## Excerpted data

——

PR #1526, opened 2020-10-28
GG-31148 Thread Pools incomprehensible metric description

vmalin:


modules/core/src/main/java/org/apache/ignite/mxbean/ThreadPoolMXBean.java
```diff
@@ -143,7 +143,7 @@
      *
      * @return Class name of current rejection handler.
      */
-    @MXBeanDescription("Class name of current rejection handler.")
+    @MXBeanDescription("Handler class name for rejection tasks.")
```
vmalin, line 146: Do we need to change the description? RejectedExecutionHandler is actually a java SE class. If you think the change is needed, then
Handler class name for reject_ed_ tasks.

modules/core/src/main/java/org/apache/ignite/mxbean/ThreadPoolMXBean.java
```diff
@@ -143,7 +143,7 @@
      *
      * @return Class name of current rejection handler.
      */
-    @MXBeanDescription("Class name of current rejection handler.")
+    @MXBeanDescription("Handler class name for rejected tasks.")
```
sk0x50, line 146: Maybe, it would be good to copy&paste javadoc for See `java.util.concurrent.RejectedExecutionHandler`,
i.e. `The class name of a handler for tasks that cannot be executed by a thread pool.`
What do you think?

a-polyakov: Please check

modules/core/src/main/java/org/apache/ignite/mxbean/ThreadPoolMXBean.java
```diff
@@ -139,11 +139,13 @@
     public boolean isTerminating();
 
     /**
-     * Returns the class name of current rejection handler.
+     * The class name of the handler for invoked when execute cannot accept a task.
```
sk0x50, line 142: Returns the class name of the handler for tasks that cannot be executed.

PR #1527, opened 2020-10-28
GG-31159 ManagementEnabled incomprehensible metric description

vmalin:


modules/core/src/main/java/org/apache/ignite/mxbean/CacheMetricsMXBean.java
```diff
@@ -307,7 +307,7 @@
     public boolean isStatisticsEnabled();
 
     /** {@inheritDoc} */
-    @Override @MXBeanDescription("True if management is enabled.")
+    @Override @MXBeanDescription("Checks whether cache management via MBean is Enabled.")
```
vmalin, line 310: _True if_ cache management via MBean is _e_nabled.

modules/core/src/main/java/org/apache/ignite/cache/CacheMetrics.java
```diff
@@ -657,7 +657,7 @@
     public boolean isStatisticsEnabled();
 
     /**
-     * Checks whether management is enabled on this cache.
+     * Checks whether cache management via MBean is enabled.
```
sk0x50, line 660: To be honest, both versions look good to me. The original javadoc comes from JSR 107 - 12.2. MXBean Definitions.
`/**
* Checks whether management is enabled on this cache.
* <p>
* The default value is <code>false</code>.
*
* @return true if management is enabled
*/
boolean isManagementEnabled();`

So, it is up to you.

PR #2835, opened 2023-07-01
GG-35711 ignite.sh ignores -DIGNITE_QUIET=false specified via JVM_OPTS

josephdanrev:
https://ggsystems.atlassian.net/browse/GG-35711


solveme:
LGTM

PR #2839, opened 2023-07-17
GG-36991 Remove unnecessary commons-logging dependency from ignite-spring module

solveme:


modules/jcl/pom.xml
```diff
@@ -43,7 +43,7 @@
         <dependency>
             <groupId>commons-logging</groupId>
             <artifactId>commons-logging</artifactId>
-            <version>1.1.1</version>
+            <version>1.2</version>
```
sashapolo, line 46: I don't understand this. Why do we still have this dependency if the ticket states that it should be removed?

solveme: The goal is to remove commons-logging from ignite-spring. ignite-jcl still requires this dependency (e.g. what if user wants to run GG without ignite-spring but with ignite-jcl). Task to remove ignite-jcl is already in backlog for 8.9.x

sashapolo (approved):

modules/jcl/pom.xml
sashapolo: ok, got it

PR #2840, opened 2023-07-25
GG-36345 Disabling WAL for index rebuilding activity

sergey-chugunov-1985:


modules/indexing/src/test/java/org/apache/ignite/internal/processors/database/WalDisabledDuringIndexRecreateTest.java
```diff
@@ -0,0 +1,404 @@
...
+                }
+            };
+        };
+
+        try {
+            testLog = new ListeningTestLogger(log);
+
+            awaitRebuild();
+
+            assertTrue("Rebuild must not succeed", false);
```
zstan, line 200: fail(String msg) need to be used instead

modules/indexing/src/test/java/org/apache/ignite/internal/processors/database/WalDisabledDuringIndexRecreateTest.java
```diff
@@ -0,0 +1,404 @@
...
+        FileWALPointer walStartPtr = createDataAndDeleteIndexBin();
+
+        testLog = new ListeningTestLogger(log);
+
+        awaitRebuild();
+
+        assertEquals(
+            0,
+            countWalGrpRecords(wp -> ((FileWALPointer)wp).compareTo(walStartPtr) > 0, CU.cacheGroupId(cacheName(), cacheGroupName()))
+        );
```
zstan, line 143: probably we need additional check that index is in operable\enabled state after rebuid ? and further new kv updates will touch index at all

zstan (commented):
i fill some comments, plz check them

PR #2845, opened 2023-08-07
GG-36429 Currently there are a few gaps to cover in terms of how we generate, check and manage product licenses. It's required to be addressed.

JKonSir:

——

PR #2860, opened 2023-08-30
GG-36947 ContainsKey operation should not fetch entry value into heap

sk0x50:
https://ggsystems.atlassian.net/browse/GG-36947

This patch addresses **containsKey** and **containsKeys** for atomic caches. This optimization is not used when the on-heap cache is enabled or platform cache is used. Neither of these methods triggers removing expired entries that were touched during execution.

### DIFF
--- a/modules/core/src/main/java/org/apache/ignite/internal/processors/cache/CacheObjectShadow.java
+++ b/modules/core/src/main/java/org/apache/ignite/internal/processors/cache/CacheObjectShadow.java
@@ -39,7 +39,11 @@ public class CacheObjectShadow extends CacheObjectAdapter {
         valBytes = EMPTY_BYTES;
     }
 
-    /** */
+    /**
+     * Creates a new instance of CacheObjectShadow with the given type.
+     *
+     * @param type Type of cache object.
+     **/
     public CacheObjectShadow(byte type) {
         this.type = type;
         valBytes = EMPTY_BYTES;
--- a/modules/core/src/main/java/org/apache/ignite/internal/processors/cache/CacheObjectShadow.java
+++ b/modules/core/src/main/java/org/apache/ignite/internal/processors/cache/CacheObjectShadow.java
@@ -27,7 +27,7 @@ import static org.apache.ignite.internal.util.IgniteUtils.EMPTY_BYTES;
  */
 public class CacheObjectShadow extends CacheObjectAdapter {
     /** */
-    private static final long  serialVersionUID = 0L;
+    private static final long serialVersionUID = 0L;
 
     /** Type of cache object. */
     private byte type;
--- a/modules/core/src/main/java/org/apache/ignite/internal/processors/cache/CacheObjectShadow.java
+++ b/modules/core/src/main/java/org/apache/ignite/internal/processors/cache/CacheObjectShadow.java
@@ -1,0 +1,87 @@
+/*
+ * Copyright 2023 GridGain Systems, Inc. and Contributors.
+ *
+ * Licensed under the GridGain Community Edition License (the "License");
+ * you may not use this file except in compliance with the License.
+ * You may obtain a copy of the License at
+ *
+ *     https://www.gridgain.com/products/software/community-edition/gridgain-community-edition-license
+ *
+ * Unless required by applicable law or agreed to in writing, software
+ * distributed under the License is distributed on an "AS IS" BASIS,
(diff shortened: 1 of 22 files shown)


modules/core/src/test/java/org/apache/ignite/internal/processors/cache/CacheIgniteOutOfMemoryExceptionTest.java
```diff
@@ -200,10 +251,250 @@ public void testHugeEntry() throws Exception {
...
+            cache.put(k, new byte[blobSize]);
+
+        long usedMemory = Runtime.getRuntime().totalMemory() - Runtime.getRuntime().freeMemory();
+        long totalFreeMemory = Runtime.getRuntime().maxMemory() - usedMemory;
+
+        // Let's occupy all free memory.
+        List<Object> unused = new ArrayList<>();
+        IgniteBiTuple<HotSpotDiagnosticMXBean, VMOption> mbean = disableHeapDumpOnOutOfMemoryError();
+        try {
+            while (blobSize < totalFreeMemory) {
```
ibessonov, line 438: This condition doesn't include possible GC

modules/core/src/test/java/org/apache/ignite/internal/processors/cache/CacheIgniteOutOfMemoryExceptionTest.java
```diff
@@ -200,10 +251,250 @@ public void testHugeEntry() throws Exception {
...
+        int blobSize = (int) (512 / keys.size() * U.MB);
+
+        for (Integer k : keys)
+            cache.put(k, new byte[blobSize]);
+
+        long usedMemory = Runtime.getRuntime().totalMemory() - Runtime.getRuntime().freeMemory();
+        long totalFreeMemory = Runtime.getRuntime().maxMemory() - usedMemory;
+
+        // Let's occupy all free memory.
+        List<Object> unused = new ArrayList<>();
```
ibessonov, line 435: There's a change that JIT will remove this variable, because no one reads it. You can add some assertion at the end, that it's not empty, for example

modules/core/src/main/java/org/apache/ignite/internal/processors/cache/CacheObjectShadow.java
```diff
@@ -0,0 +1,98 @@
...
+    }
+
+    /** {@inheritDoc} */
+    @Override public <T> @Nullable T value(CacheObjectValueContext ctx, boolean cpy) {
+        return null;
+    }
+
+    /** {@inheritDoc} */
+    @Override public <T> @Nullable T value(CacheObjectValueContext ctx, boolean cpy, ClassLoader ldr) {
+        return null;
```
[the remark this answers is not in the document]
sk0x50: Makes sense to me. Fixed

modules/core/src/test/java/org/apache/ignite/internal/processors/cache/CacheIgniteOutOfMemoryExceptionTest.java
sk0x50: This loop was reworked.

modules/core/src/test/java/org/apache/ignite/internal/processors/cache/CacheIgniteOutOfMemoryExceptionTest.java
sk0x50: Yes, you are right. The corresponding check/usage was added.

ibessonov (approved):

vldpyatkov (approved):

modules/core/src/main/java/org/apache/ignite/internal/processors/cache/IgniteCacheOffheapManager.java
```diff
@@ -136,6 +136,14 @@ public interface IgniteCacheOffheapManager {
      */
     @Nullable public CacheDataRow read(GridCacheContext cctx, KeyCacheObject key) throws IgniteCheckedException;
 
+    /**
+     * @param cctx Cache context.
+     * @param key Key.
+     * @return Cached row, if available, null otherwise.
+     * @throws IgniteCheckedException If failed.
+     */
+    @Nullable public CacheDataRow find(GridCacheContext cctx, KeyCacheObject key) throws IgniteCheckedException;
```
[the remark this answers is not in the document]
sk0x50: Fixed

——

## How to complete this task
From the preceding records, count the lines where "CacheObjectAdapter" occurs and reply with the number only.

## Reply
2